A lesson: It's always as bad as you suspect

As the blogswarm over what has become the latest and greatest outrage over the domestic spying scandal begins to die down, I think that it behooves us--the liberal blogging community--to learn an unforgettable lesson from this incident. A lesson that needs to impact how we look at every issue currently on the radar from the imminent attack on Iran to the imminent attempts to outlaw birth control.

It's a lesson that we can only learn by remembering the totality of the NSA scandal--as it has unfolded from beginning to end (and that's not always easy, as obsessed as we have become, and rightly so, with the never-ending 24-hour news cycle.)

Remember, folks, that this scandal started even long before James Risen's book, and the leak to the NY Times. Those who have watched the documentary Unconstitutional, released on DVD in October 2004, know that there used to be considerable concern in the liberal community that the FISA court was simply a rubber-stamp court--and that the small number of warrant rejections by the court was troubling enough. The idea that the administration might be bypassing even this rubberstamp court was seen as almost tinfoil-hattish. After all, why would they take the risk?

Then came the leak, and James Risen's book. All of a sudden, the right wing was claiming, amazingly, that the FISA court was either inefficient or a left-wing liberal court devoutly to be ignored. But, it was insisted, the spying without a warrant was only being done on a select few domestic-to-international calls to and from suspected terrorists.

Bad enough, we said. Bad enough that this administration scuttled the rule of law in order to "combat terrorism." But only some of us supposed that the spying was being done on massive scales. Too risky, many said. Why would they need to? Why would they take the risk?

And then it came out. The spying was being done on massive scales. Wow, we said. This is really bad.

But some of reasoned that they figured that they needed a wide net of calls from which to mine and filter terrorist communication data. Besides, it was only domestic-international calls, which by some arguments could be considered a legal gray area. Surely they would never dare, as some of us tin-foil hatters suggested, to spy on domestic-domestic communications!

Well, sure enough, somebody in the press corps asked the question of Gonzales. And the response? "I cannot rule that out."

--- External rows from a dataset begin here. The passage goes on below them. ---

PR #811, opened 2026-04-23
refactor(caddy): integrate Caddy as a reverse proxy and add precompression for frontend assets

balazs-szucs:
## Description

**Linked Issue:** Fixes #

## Changes

This pull request introduces a change to the deployment architecture by adding a Caddy-based reverse proxy in the Docker image. The frontend build is now precompressed with multiple algorithms for improved performance, and the backend no longer embeds the frontend by default. Entrypoint and build scripts have been updated to support these changes and to allow for more flexible deployment options.

**Deployment and Proxy Integration:**
* Added a `Caddyfile` and a new Caddy layer to the Docker build, configuring Caddy as a reverse proxy for the frontend and backend, with static asset caching and precompressed file serving. (`packaging/docker/Caddyfile`, `Dockerfile`, 
* Updated `entrypoint.sh` to optionally launch Caddy alongside the backend, with logic to avoid port collisions and handle process lifecycles robustly. 

**Frontend Build and Compression:**
* Enhanced the frontend production build to precompress assets using gzip, Brotli, and Zstandard (when available), via a new `precompress-dist.mjs` script.

**Backend Build and Embedding:**
* Changed backend build so that the frontend is not embedded by default (`embedFrontendDist=false`), with a new build property to control this behavior.

## Release Notes

* **New Features**
  * Added optional Caddy reverse proxy integration for improved request handling and response caching.
  * Implemented automatic frontend asset precompression (gzip, brotli, zstd) to reduce bandwidth and improve load times.
  * Enhanced Docker deployment with optimized caching strategies and static file serving.


packaging/docker/Caddyfile
```diff
@@ -0,0 +1,54 @@
...
+        encode zstd gzip
+
+        @backend path /api /api/* /ws /ws/* /komga /komga/*
+        reverse_proxy @backend 127.0.0.1:{$GRIMMORY_BACKEND_PORT}
+
+        @workerFiles path /ngsw-worker.js /ngsw.json /safety-worker.js /worker-basic.min.js
+        handle @workerFiles {
+            header Cache-Control "public, no-cache"
+            file_server {
+                precompressed br gzip
```
pyrox0: Per https://caddyserver.com/docs/caddyfile/directives/file_server#precompressed this is basically the default value so you can remove this from every file_server that sets this.

packaging/docker/Caddyfile
```diff
@@ -0,0 +1,54 @@
+{
+    auto_https off
+    admin off
+}
+
+:{$GRIMMORY_HTTP_PORT} {
+    route {
+        root * /srv/frontend
+        encode zstd gzip
```
pyrox0:
```suggestion
        encode
```
This is the default value

packaging/docker/Caddyfile
balazs-szucs: Thanks for the review, addressed in: [8e80ad7](https://github.com/grimmory-tools/grimmory/pull/811/commits/8e80ad74555e556c145886da6c8f7f2224c7d112)

imnotjames:
On the general direction, I am in agreement.  On the implementation, it makes sense but I have a lot of comments and questions in a bunch of different directions.

I see different things happening here:

* Supporting an API build without the frontend
* Running multiple services in a docker file reliably with a reverse proxy to host the frontend
* Cache control headers on frontend assets
* Pre-processing of frontend assets

I'll follow up later tonight focusing on these individually.

balazs-szucs:
> On the general direction, I am in agreement. On the implementation, it makes sense but I have a lot of comments and questions in a bunch of different directions.
> 
> I see different things happening here:
> 
>     * Supporting an API build without the frontend
> 
>     * Running multiple services in a docker file reliably with a reverse proxy to host the frontend
> 
>     * Cache control headers on frontend assets
> 
>     * Pre-processing of frontend assets
> 
> 
> I'll follow up later tonight focusing on these individually.

I am not sure i am following you here. I do not believe I see some of those thing happening here 🤔

oleastre:
First time commenting on this projet, but everyone needs to start somewhere :-) 

Having build a lot of docker image for various professional projects, most of the time we try to avoid having multiple services in the same docker image.

For applications with a static frontend, most of the time, I build a static folder in the app image, and the delegate serving those to another container. For that, I use either `volumes_from` with a readonly mount in the case of a docker-container setup, or an init container that copies content in case of a kubernetes setup.

The way I see it, is that this PR could be split in 2 different parts: 
- offer the frontend content in a fixed folder in the grimmory image
- document the recommended way of serving the files with a caddy setup in docker compose or using a reverse proxy.

balazs-szucs:
> First time commenting on this projet, but everyone needs to start somewhere :-)

Hi, welcome :)


> Having build a lot of docker image for various professional projects, most of the time we try to avoid having multiple services in the same docker image.

i agree with the premise, i am not sure how to satisfy the separation of concern AND not make even more complicated to deploy the software. There are people already having problem with the DB/FE + BE docker setup, i imagine adding this as another container would make that even worse. We are not serving enterprise people, moreso homer-labbers/hobbyist etc...

> For applications with a static frontend, most of the time, I build a static folder in the app image, and the delegate serving those to another container. For that, I use either volumes_from with a readonly mount in the case of a docker-container setup, or an init container that copies content in case of a kubernetes setup.

yeah, i think we would have lot of problems explaining to some of the user-base

> The way I see it, is that this PR could be split in 2 different parts:
> 
> - offer the frontend content in a fixed folder in the grimmory image
> - document the recommended way of serving the files with a caddy setup in docker compose or using a reverse proxy.

i am not insisting on this PR, if you want to help out, feel free to. Right i am inclined to keep it as is, though. I do not see that huge of disadvantages to already putting Caddy into to the mix at our level, and already serving compressed/well configured cached static resources, making it trivial for users to get benefits of this with little (from where i am standing) downsides.

NamLe029:
> i agree with the premise, i am not sure how to satisfy the separation of concern AND not make even more complicated to deploy the software. There are people already having problem with the DB/FE + BE docker setup, i imagine adding this as another container would make that even worse. We are not serving enterprise people, moreso homer-labbers/hobbyist etc...

Could you explain more about the increased complexity? I still don't understand how adding just one more service in the docker-compose file would complicate the deployment process.
Is the issue raised so significant that it overcomes the structural advantages brought by the split?

balazs-szucs:
> Could you explain more about the increased complexity? I still don't understand how adding just one more service in the docker-compose file would complicate the deployment process.
> Is the issue raised so significant that it overcomes the structural advantages brought by the split?



We are mostly talking about services where each container has to be spin up on it's own. This includes:
- (Some) compose UIs (Portainer standalone, Yacht, etc.) operating in per-container mode require a separate setup step per service.
- Unraid manages Docker via individual GUI templates with no native Compose support. Each additional container means another template to configure manually.
- Proxmox users typically run LXCs, where adding more containers increases per-service configuration overhead and those ppl are already mad at me

and these are just from my the top of my mind. In practice, i image other services that i am less knowledgeable about, may cause further headaches, e.g., saltbox

And even with plain docker-compose it's already noticeably more annoying, then just having 1 container, the two services need to be on the same network, DB credentials (in-case of the DB) have to be passed around via env vars, and you need to make sure the DB actually starts before the app does (depends_on + health checks). Nothing impossible, but each of these trips people up, i imagine similar problem would be even worse when we add 1 more to the mix. These are generally not problems for the tech-savvy people running the most basic setup, but you put avarage hobbyist + lets say unraid together, and 1-2 hours off my life, each time.

oleastre:
Maybe a good solution would be to have an "all in one" container that contains everything (db + frontend + backend) and a "basic" one for more advanced users.

balazs-szucs:
> Maybe a good solution would be to have an "all in one" container that contains everything (db + frontend + backend) and a "basic" one for more advanced users.

Now we are talking. I think this seems to be a good idea. Though it does require much more work than this but i like it. @imnotjames thoughts? (if you have any?)

imnotjames:
> > Maybe a good solution would be to have an "all in one" container that contains everything (db + frontend + backend) and a "basic" one for more advanced users.
> 
> Now we are talking. I think this seems to be a good idea. Though it does require much more work than this but i like it. @imnotjames thoughts? (if you have any?)

An omnibus image is usually considered the simpler image approach for stuff like this but it has a lot of drawbacks.

More easily resource constrained, harder to debug, generally more complex to build.

I've used s6-overlay for supporting multiple background services.  The biggest issue is getting all of the logs properly output to stdout/stderr.

balazs-szucs:
> An omnibus image is usually considered the simpler image approach for stuff like this but it has a lot of drawbacks.
> 
> More easily resource constrained, harder to debug, generally more complex to build.
> 
> I've used s6-overlay for supporting multiple background services. The biggest issue is getting all of the logs properly output to stdout/stderr.

So, what's your call here? Seems to me like a bit of a cryptic message.

balazs-szucs:
Due to lack of interest, closing.

Issue #815, opened 2026-04-23
Fix lubimyczytac + ranobedb + audible app book rating filters


zachyale:
## Summary
The book browser no longer uses the old local `sidebar-filter` utility for app book filtering. The mentioned 3 rating filters are also not passed to the B/E for filtering. Therefore, we should:

- remove the deprecated local sidebar filter helper and its test
- verify that any behaviour previously handled locally is now covered by the backend filter path
- close the remaining frontend-to-backend mapping gaps for sidebar filters

## Why
During some testing I found that the old local sidebar filter path was effectively dead code for the book browser, but if someone didn't test sufficiently/understand that, they might on first pass try to update that dead code (🙃)

## Scope
- remove the deprecated local sidebar filter utility and related dead tests
- verify that all visible app book sidebar filters are wired through `BookBrowserComponent` into `AppBookFilters`

PR #817, opened 2026-04-23
fix(filters): fix app file size filtering for books + make the f/e aware of the filter type

### LINKED ISSUE #808: App Book file size filter doesn't work + is only ever treated as an OR
### Discussed in https://github.com/orgs/grimmory-tools/discussions/807

<sup>Originally posted by **zachyale** April 23, 2026</sup>
### What went wrong?

3 issues: 
1. The filter 500s due to an unsupported SQL query generated by hibernate
2. When using the app book file size filter on the book browser, `AND` is never handled properly on the F/E
3. The filter only accounts for the file with the lowest file ID for a given book

### How can we reproduce it?

1. Open the book browser and the developer network monitor
2. Try to filter by file size
3. Note the 500, note the request is always as an `OR`

Stable

### Your setup

- Grimmory stable

_No response_

### Before submitting

zachyale:
## Description

Fixes app book file size filtering so it works on MariaDB and evaluates all book format files instead of just the file w/ the lowest file ID.

**Linked Issue:** Fixes https://github.com/grimmory-tools/grimmory/issues/808

## Changes

The previous file size filter was broken in 2 ways:
1. The backend query used a `MIN(id)` subquery comparison to identify a single file row, which was rendered into an SQL shape that Maria rejected, causing a 500 when filtering by file size.
2. The filter only considered one book file- this meant a book could be excluded even when one of its other valid formats matched the current size bucket. for ex., if a book had a 5 MB EPUB (primary, file ID 1) and a 500 KB PDF (file id 2), filtering for 0-1 MB should still include that book

The changes also add regression coverage in a new `AppBookSpecificationTest` for the following cases:
- matching against the first book-format file only
- `not` behavior
- multi-select `or`
- multi-select `and`

Notes:
- We should backfill this new test in a subsequent PR to guard against future regressions in other filters after this is merged
- The `sidebar-filter` is no longer used anywhere since the move to backend-based filtering. This work made it clear we should should kill it in a subsequent PR/do a scan to ensure all filters previously available on the F/E logic are fully available via the new approach. Follow up issue: https://github.com/grimmory-tools/grimmory/issues/815

## Summary by CodeRabbit

* **Bug Fixes**
  * Improved file size filtering logic to correctly handle multiple filter modes and ensure accurate book selection based on file size criteria.

* **Tests**
  * Added comprehensive integration tests for file size filtering functionality to validate correct behavior across various filtering scenarios.

### DIFF
--- a/backend/src/main/java/org/booklore/app/specification/AppBookSpecification.java
+++ b/backend/src/main/java/org/booklore/app/specification/AppBookSpecification.java
@@ -634,38 +634,53 @@ public class AppBookSpecification {
         return (root, query, cb) -> {
             List<Integer> ids = parseIntList(rangeIds, "fileSize");
             if (ids.isEmpty()) return cb.conjunction();
-            
-            Subquery<Long> sub = query.subquery(Long.class);
-            Root<BookEntity> subRoot = sub.correlate(root);
-            Join<BookEntity, BookFileEntity> bfJoin = subRoot.join("bookFiles", JoinType.INNER);
-            
-            Subquery<Long> minIdSub = query.subquery(Long.class);
-            Root<BookEntity> minIdRoot = minIdSub.correlate(root);
-            Join<BookEntity, BookFileEntity> minIdJoin = minIdRoot.join("bookFiles", JoinType.INNER);
-            minIdSub.select(cb.min(minIdJoin.get("id")))
-                    .where(cb.equal(minIdJoin.get("isBookFormat"), true));
 
-            Expression<Long> size = bfJoin.get("fileSizeKb");
+            if ("and".equals(mode)) {
+                List<Predicate> predicates = new ArrayList<>();
+                for (Integer id : ids) {
+                    Subquery<Long> sub = query.subquery(Long.class);
+                    Root<BookFileEntity> bfRoot = sub.from(BookFileEntity.class);
+
+                    sub.select(bfRoot.get("book").get("id"))
+                            .where(
+                                    cb.equal(bfRoot.get("isBookFormat"), true),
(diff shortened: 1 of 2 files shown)


backend/src/main/java/org/booklore/app/specification/AppBookSpecification.java
```diff
@@ -634,38 +634,53 @@ public static Specification<BookEntity> withFileSizes(List<String> rangeIds, Str
...
+            case 0 -> cb.and(cb.greaterThanOrEqualTo(size, 0L), cb.lessThan(size, 1024L));
+            case 1 -> cb.and(cb.greaterThanOrEqualTo(size, 1024L), cb.lessThan(size, 10240L));
+            case 2 -> cb.and(cb.greaterThanOrEqualTo(size, 10240L), cb.lessThan(size, 51200L));
+            case 3 -> cb.and(cb.greaterThanOrEqualTo(size, 51200L), cb.lessThan(size, 102400L));
+            case 4 -> cb.and(cb.greaterThanOrEqualTo(size, 102400L), cb.lessThan(size, 512000L));
+            case 5 -> cb.and(cb.greaterThanOrEqualTo(size, 512000L), cb.lessThan(size, 1048576L));
+            case 6 -> cb.and(cb.greaterThanOrEqualTo(size, 1048576L), cb.lessThan(size, 2097152L));
+            case 7 -> cb.greaterThanOrEqualTo(size, 2097152L);
+            default -> throw new APIException("Invalid fileSize bucket ID: " + id, HttpStatus.BAD_REQUEST);
         };
```
balazs-szucs, line 684: org.springframework.util.unit.DataSize

is what you are looking for here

And now--on the frontpage of USA Today--we see that the spying is on unprecedented, massive, domestic scales.

And now we only dare to whisper: are they even using the data they are getting for terrorism at all? Or are they really just spying on ALL of their political enemies, foreign and domestic?


The lesson to learn is this: every time we think it just couldn't get worse, it DOES. Every time we think an idea would be too out of bounds for these criminals, it isn't. Almost every time we pooh-pooh a tin-foil hat idea on the grounds of impracticality, it turns out to be true in one way or another.

It's time from now on to ASSUME THE WORST. It's time to respect the tin-foil--because those brainwaves are turning out to be real every single time.

And it's time to ask the most provocative questions possible (e.g., "well, if no WOMEN were being used for prostitution purposes at the Watergate, what about MEN?").

Because every time we've tried to plumb the depths of the criminality of this administration, we find that we simply haven't dug deep enough. So keep digging, and keep asking the scary questions--even if the answers seem outlandish, improbably, or even impossible. Because it's probably true.